3)Computational cost not discussed: report average CPU time (s/core) and peak memory for SH vs. Hirshfeld and AVH-B, and state the scaling with molecular size (linear? quadratic?).
4)Theoretical limitations unclear: because SH uses spherically averaged neutral atoms, discuss its performance for systems with large charge transfer or excited states and outline a roadmap for incorporating non-neutral or hybrid basis functions. 5)Figure & symbol consistency: font size in Fig. 1 axes is too small; unify “ext-KL” vs. “KL” notation; Eq. (11) overflows the margin—re-format.
Comments on the Quality of English LanguageAbout assessment of English quality: Generally clear and logically structured with accurate terminology.
Author Response
Please see the attached document.
Author Response File:
Author Response.pdf
Round 2
Reviewer 1 Report
Comments and Suggestions for AuthorsThe author presents a new population analysis called scaled Hirshfeld (SH), this tool seems to be robust. All tests that I have made on the first revision, now, are covered.
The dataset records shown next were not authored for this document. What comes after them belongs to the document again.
PR #11768, opened 2024-02-26
[Recover via console] Change the method of downloading sonic image in ONIE.

yutongzhang-microsoft:
### Description of PR

We use `onie-nos-install` to get sonic image from image server, download it and install it previously. But in bjw, it will cost some time to connect to the image server which cause timeout error in `onie-nos-install` itself. To avoid this error, we change the method of downloading sonic image in ONIE. First, we will use `wget` to get sonic image from image server and download it, which will not result in timeout issue. And then, we will use `onie-nos-install` to just install the image on device. 

Summary:
Fixes # (issue)

### Type of change

- [ ] Bug fix

### Back port request
- [ ] 201911
- [ ] 202012
- [ ] 202205
- [ ] 202305
- [ ] 202311

We use `onie-nos-install` to get sonic image from image server, download it and install it previously. But in bjw, it will cost some time to connect to the image server which cause timeout error in `onie-nos-install` itself. To avoid this error, we change the method of downloading sonic image in ONIE. First, we will use `wget` to get sonic image from image server and download it, which will not result in timeout issue. And then, we will use `onie-nos-install` to just install the image on device. 

#### How did you do it?
 First, we will use `wget` to get sonic image from image server and download it, which will not result in timeout issue. And then, we will use `onie-nos-install` to just install the image on device.

### DIFF
--- a/.azure-pipelines/recover_testbed/common.py
+++ b/.azure-pipelines/recover_testbed/common.py
@@ -89,44 +89,40 @@ def posix_shell_onie(dut_console, mgmt_ip, image_url, is_nexus=False, is_nokia=F
                     dut_console.remote_conn.send("\n")
 
                     # TODO: Define a function to send command here
+                    dut_console.remote_conn.send('onie-discovery-stop\n')
+                    dut_console.remote_conn.send("\n")
+
+                    if is_nokia:
+                        enter_onie_flag = False
+                        dut_console.remote_conn.send('umount /dev/sda2\n')
+
+                    dut_console.remote_conn.send("ifconfig eth0 {} netmask {}".format(mgmt_ip.split('/')[0],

In the new method the neutral pro-atom densities (H) are scaled to produce the new scaled pro-atom densities, which are used in the weight function (w(r)). In the convergence it has only one solution for a ground or excited state density. This is fine. The resulting atomic charges show ability to approximate molecular electrostatics (dipole moment and electrostatic potential).
I approve to publication.
A minor error appears in the row 139: [?]
Congratulations!
Author Response
Thanks for your positive feedback and for noticing the corrupted reference on line 139, which appeared as [?] instead of [61]. This has been corrected.